Stored data entries
——

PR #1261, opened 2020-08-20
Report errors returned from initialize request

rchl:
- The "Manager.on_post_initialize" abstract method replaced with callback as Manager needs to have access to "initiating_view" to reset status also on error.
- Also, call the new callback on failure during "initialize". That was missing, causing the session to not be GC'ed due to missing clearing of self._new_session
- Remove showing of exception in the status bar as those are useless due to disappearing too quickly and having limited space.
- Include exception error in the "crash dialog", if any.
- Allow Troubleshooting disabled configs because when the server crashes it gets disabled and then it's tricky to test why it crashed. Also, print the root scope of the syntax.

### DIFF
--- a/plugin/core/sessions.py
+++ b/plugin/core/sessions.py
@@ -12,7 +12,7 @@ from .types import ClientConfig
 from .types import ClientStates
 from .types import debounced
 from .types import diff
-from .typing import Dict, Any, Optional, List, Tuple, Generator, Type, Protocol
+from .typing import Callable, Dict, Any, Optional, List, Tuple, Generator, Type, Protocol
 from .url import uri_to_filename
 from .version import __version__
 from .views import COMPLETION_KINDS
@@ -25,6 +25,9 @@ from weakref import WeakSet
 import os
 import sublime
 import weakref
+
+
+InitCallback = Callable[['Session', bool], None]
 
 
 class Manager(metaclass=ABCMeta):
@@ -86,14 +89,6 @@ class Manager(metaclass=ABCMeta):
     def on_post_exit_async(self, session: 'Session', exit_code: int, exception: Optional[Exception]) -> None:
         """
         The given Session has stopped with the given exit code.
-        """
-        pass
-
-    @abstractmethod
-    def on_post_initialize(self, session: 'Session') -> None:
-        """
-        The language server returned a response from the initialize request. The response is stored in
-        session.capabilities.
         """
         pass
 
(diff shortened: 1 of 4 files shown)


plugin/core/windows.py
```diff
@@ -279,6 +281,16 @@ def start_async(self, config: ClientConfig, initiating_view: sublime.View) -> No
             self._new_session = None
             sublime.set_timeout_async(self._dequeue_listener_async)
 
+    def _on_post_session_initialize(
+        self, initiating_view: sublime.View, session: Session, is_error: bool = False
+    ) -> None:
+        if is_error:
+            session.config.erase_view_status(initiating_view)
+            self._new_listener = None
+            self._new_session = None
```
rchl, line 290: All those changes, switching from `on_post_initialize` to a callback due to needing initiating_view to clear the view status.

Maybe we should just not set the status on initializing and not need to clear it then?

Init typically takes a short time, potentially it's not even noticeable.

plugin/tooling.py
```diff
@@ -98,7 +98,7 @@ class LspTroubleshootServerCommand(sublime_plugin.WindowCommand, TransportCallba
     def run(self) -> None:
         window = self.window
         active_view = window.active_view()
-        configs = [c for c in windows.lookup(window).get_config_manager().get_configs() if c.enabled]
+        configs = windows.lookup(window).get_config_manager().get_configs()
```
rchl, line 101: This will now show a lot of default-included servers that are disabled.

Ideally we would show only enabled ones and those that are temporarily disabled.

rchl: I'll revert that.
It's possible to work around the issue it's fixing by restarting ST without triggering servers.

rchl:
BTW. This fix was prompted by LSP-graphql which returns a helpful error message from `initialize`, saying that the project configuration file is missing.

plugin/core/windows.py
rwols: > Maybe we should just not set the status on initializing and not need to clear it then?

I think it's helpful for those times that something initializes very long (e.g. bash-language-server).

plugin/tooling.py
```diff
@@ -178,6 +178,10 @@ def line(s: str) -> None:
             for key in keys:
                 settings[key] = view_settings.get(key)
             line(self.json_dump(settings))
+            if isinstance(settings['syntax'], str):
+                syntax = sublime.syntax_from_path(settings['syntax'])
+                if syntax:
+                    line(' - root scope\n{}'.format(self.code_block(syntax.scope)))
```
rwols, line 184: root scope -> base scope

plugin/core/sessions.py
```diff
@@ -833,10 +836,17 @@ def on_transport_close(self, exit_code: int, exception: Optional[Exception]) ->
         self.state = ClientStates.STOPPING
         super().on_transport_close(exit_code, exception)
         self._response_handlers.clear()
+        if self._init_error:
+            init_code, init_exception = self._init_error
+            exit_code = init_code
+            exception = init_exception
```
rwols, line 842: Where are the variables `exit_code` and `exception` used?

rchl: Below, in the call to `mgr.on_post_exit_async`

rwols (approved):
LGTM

——

AIM OF THE TASK> Each record above is to be restated word for word.

THE ANSWER>
PR #1261, opened 2020-08-20
Report errors returned from initialize request

rchl:
- The "Manager.on_post_initialize" abstract method replaced with callback as Manager needs to have access to "initiating_view" to reset status also on error.
- Also, call the new callback on failure during "initialize". That was missing, causing the session to not be GC'ed due to missing clearing of self._new_session
- Remove showing of exception in the status bar as those are useless due to disappearing too quickly and having limited space.
- Include exception error in the "crash dialog", if any.
- Allow Troubleshooting disabled configs because when the server crashes it gets disabled and then it's tricky to test why it crashed. Also, print the root scope of the syntax.

### DIFF
--- a/plugin/core/sessions.py
+++ b/plugin/core/sessions.py
@@ -12,7 +12,7 @@ from .types import ClientConfig
 from .types import ClientStates
 from .types import debounced
 from .types import diff
-from .typing import Dict, Any, Optional, List, Tuple, Generator, Type, Protocol
+from .typing import Callable, Dict, Any, Optional, List, Tuple, Generator, Type, Protocol
 from .url import uri_to_filename
 from .version import __version__
 from .views import COMPLETION_KINDS
@@ -25,6 +25,9 @@ from weakref import WeakSet
 import os
 import sublime
 import weakref
+
+
+InitCallback = Callable[['Session', bool], None]
 
 
 class Manager(metaclass=ABCMeta):
@@ -86,14 +89,6 @@ class Manager(metaclass=ABCMeta):
     def on_post_exit_async(self, session: 'Session', exit_code: int, exception: Optional[Exception]) -> None:
         """
         The given Session has stopped with the given exit code.
-        """
-        pass
-
-    @abstractmethod
-    def on_post_initialize(self, session: 'Session') -> None:
-        """
-        The language server returned a response from the initialize request. The response is stored in
-        session.capabilities.
         """
         pass
 
(diff shortened: 1 of 4 files shown)


plugin/core/windows.py
```diff
@@ -279,6 +281,16 @@ def start_async(self, config: ClientConfig, initiating_view: sublime.View) -> No
             self._new_session = None
             sublime.set_timeout_async(self._dequeue_listener_async)
 
+    def _on_post_session_initialize(
+        self, initiating_view: sublime.View, session: Session, is_error: bool = False
+    ) -> None:
+        if is_error:
+            session.config.erase_view_status(initiating_view)
+            self._new_listener = None
+            self._new_session = None
```
rchl, line 290: All those changes, switching from `on_post_initialize` to a callback due to needing initiating_view to clear the view status.

Maybe we should just not set the status on initializing and not need to clear it then?

Init typically takes a short time, potentially it's not even noticeable.

plugin/tooling.py
```diff
@@ -98,7 +98,7 @@ class LspTroubleshootServerCommand(sublime_plugin.WindowCommand, TransportCallba
     def run(self) -> None:
         window = self.window
         active_view = window.active_view()
-        configs = [c for c in windows.lookup(window).get_config_manager().get_configs() if c.enabled]
+        configs = windows.lookup(window).get_config_manager().get_configs()
```
rchl, line 101: This will now show a lot of default-included servers that are disabled.

Ideally we would show only enabled ones and those that are temporarily disabled.

rchl: I'll revert that.
It's possible to work around the issue it's fixing by restarting ST without triggering servers.

rchl:
BTW. This fix was prompted by LSP-graphql which returns a helpful error message from `initialize`, saying that the project configuration file is missing.

plugin/core/windows.py
rwols: > Maybe we should just not set the status on initializing and not need to clear it then?

I think it's helpful for those times that something initializes very long (e.g. bash-language-server).

plugin/tooling.py
```diff
@@ -178,6 +178,10 @@ def line(s: str) -> None:
             for key in keys:
                 settings[key] = view_settings.get(key)
             line(self.json_dump(settings))
+            if isinstance(settings['syntax'], str):
+                syntax = sublime.syntax_from_path(settings['syntax'])
+                if syntax:
+                    line(' - root scope\n{}'.format(self.code_block(syntax.scope)))
```
rwols, line 184: root scope -> base scope

plugin/core/sessions.py
```diff
@@ -833,10 +836,17 @@ def on_transport_close(self, exit_code: int, exception: Optional[Exception]) ->
         self.state = ClientStates.STOPPING
         super().on_transport_close(exit_code, exception)
         self._response_handlers.clear()
+        if self._init_error:
+            init_code, init_exception = self._init_error
+            exit_code = init_code
+            exception = init_exception
```
rwols, line 842: Where are the variables `exit_code` and `exception` used?

rchl: Below, in the call to `mgr.on_post_exit_async`

rwols (approved):
LGTM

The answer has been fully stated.